EXERCISE DETAILS: Please tally the lines of the records that contain "AppKit" and send back only the total.

MATERIAL FOR THIS EXERCISE:
PR #7549, opened 2020-12-12
Only apply the MC-68754 fix on Windows, closes #7546

### LINKED ISSUE #7546: Forge for 1.12.x crashes when exiting fullscreen on MacOS, when ran on a JDK compiled with newer versions of XCode (Oracle or OpenJDK 8u261 or higher).
**Minecraft Version:** 1.12.x (1.12 to 1.12.2)

**Forge Version:** 14.21.1.2403 to the most recent releases of Forge for 1.12.x (14.23.5.2854).

**Logs:** https://gist.github.com/NeRdTheNed/a037ab7e6357be7da5f8d37f4f166641

**Steps to Reproduce:**
 1. Download a JDK compiled with a newer version of Xcode (Xcode 4.5 was used until recently), and install it on a computer running MacOS. As Oracle and the OpenJDK community have started compiling JDK releases with Xcode 10.1, this can be achieved by downloading an offical Oracle or OpenJDK build of JDK 8u261 or newer. _(As proof that this is actually a XCode compilation related issue, Amazon's JDK 8 fork (Corretto 8) **does not** suffer from the same issues due to [having a different build process](https://github.com/corretto/corretto-8/blob/master/src/common/autoconf/toolchain.m4) which still uses Xcode 4, despite being based on the latest versions of OpenJDK (tested with Corretto 8u275))_. GraalVM 20.3.0 EE was used during testing, as well as AdoptOpenJDK 8u275-b01.
 2. Download and install Forge 14.21.1.2403 or higher (these issues still occur on Forge 14.23.5.2854. MultiMC was used during testing for version management, but this issue was also replicated on the official launcher).
 3. Run Forge with the newly installed JDK, enter fullscreen, then exit fullscreen. Installing any mod is not required to trigger this issue, it is 100% reproducible with just Forge.

**Description of issue:**

There is a somewhat complicated cause for this issue. The first thing I noticed when I encountered this issue was that the crash was reported to have happened during native MacOS execution, in liblwjgl.dylib:

```
2020-12-11 20:14:43.650 java[16985:258430] *** Terminating app due to uncaught exception 'NSInternalInconsistencyException', reason: 'NSWindow drag regions should only be invalidated on the Main Thread!'
*** First throw call stack:
(
	0   CoreFoundation                      0x00007fff403fbacd __exceptionPreprocess + 256
	1   libobjc.A.dylib                     0x00007fff6aaffa17 objc_exception_throw + 48
	2   CoreFoundation                      0x00007fff40415629 -[NSException raise] + 9
	3   AppKit                              0x00007fff3d9ba5ca -[NSWindow(NSWindow_Theme) _postWindowNeedsToResetDragMarginsUnlessPostingDisabled] + 317
	4   AppKit                              0x00007fff3dabd43f -[NSThemeFrame setStyleMask:] + 137
	5   AppKit                              0x00007fff3dabd292 __25-[NSWindow setStyleMask:]_block_invoke + 1896
	6   AppKit                              0x00007fff3d972970 NSPerformVisuallyAtomicChange + 132
	7   AppKit                              0x00007fff3dabcadf -[NSWindow setStyleMask:] + 184
	8   liblwjgl.dylib                      0x0000000135e7bcca Java_org_lwjgl_opengl_MacOSXDisplay_nSetResizable + 90
	9   ???                                 0x0000000116691c87 0x0 + 4670954631
	10  ???                                 0x00000001166812bd 0x0 + 4670886589
)
libc++abi.dylib: terminating with uncaught exception of type NSException
Process crashed with exitcode 6.
```

...which is the worst sort of message you can get in a Java stack trace. I tracked the crash down to [this exact line of code in LWJGL 2](https://github.com/LWJGL/lwjgl/blob/master/src/native/macosx/org_lwjgl_opengl_Display.m#L627). By hacking together and compiling LWJGL 2 for newer versions of Mac's developer tools (don't do this, I wasted hours of my life trying to get it to compile) and running Forge with the resulting built native libraries (this was a huge pain, please don't bother doing this), I found that commenting out that line "fixed" the problem (I broke other things getting it to compile). You can find my very very bad hacks to make it build [here](https://github.com/NeRdTheNed/lwjgl/tree/temp-fix-dontuse), but they are not portable and will not compile outside of my laptop (though the first commit should give you a general idea of how to fix the build errors).

So, it’s a LWJGL bug, right? **No, because vanilla 1.12.x Minecraft does not crash when exiting fullscreen**. So what broke it? By running every version of Forge for 1.12 until my game started crashing when exiting fullscreen (less of a waste of time, GraalVM is amazing), I tracked the code causing the crash down in Forge to probably being [this line](https://github.com/MinecraftForge/MinecraftForge/blob/0215e2e128c8446e72a46431c6f8349cc8b1ddfe/patches/minecraft/net/minecraft/client/Minecraft.java.patch#L201), introduced by [this commit](https://github.com/MinecraftForge/MinecraftForge/commit/0215e2e128c8446e72a46431c6f8349cc8b1ddfe#diff-a23157af13640392a15eb64829751d419f2f25f1a02726e4d586ff1852f515aa), to fix [this bug](https://bugs.mojang.com/browse/MC-68754). A TL;DR of the code is that when fullscreen is exited, Forge toggles the ability to resize the window off, and then back on again, in order to work around a LWJGL bug where the window wouldn’t have been allowed to be resized.

So, why does this break everything? It's complicated. MacOS sort of forces developers to do all rendering / window (or NSWindow, as the crash log notes) modification related stuff in the "main" / "first" thread (I don't personally code native Mac applications, so I don't know much about this). Apparently, in older versions of MacOS's development tools, there was less stringent checks on this occurring in certain areas (I don't hate myself enough to find out more). By toggling the ability of the game window to be resized, _Forge is very likely inadvertently causing the NSWindow to be modified from a non-"main" thread_ (from the stack trace, the NSWindow might be updating window visuals as a result of it being resizable / non-resizable). The LWJGL code I hacked out is _safe to run form the main thread_, so **LWJGL is not the issue: the issue is when and where LWJGL's native interface code is called**. As a result of compiling with a newer version of Xcode, this bug, which was previously lying dormant, was suddenly revealed, and the full wrath of Apple was brought down mercilessly upon anyone who just wanted to play modded Minecraft with updated, faster, and safer JDK 8 builds.

Suggested fix: ~~replace the patch with something that communicates to the "main" thread that the resisability of the window should be toggled, and have the main thread toggle the resisability of the window. If any further testing is requested or questions require answers, I'll be asleep for a while, but feel free to leave comments on this issue.~~ I've come up with a much easier solution, can’t believe I didn’t think of this earlier. This only occurs as a result of trying to fix the LWJGL bug, and the LWJGL bug only happens on Windows. Much simpler fix: only toggle the resisability of the window on Windows. ~~PR nearly done, just finishing testing.~~ PR submitted (#7549).

As a side note, this issue might heavily affect Apple silicon users in the future, as if they are using JDKs compiled for Apple's M1 ARM architecture, they would be using newly compiled JDKs.

I really hate MacOS.

NeRdTheNed:
MC-68754 only affects Minecraft on Windows, as per the comments on Mojang's bug tracker, and the corresponding LWJGL bug report (https://github.com/LWJGL/lwjgl/issues/142). This change simply checks if the OS running Minecraft is Windows before applying the fix. This was tested by me on Windows 10, MacOS Mojave, and Lubuntu (5.8.0-31), and all platforms allowed the window to be resized as expected after exiting fullscreen. As the MC-68754 fix was the cause of #7546, this issue is fixed by applying this patch.

### DIFF
--- a/patches/minecraft/net/minecraft/client/Minecraft.java.patch
+++ b/patches/minecraft/net/minecraft/client/Minecraft.java.patch
@@ -223,7 +223,7 @@
              }
  
              Display.setFullscreen(this.field_71431_Q);
-+            if (!this.field_71431_Q) //Forge: Fix MC-68754, Screen is not resizeable after exiting fullscreen due to LWJGL bug https://github.com/LWJGL/lwjgl/issues/142 which is fixed, but not in the version MC ships
++            if (!this.field_71431_Q && (Util.func_110647_a() == Util.EnumOS.WINDOWS)) //Forge: Fix MC-68754, Screen is not resizeable after exiting fullscreen due to LWJGL bug https://github.com/LWJGL/lwjgl/issues/142 which is fixed, but not in the version MC ships
 +            {
 +                Display.setResizable(false);
 +                Display.setResizable(true);


NeRdTheNed:
@tterrag1098 Sorry to ping you, as I known you've already seen this PR! Just wanted to know if there's anything on my end that's preventing this from being merged. If this PR is low priority or requires review from a team member who doesn't have time to review it right now, that's totally fine, but if there's anything I can do to speed the process up, please let me know!

PR #7554, opened 2020-12-16
[1.16] Added multi part entity support

brandon3055:
Effectively a simplified version of #6701

This pr expands the vanilla logic used by the Ender Dragon and opens it up so other can make similar multipart entities. This is done via two new methods on `IForgeEntity` `isMultipartEntity` and `getParts`, All of the vanilla logic for handling dragons has been switched to these methods, There is now also a `PartEntity` which is extended by `EnderDragonPartEntity`.

Uses for this include creating large entities which require custom sub hit boxes. An obvious example being custom dragons as its now no longer possible to extend the vanilla dragon.


covers1624 (approved):
Patches are concise, clean, and minimal.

ANSWER SECTION: 5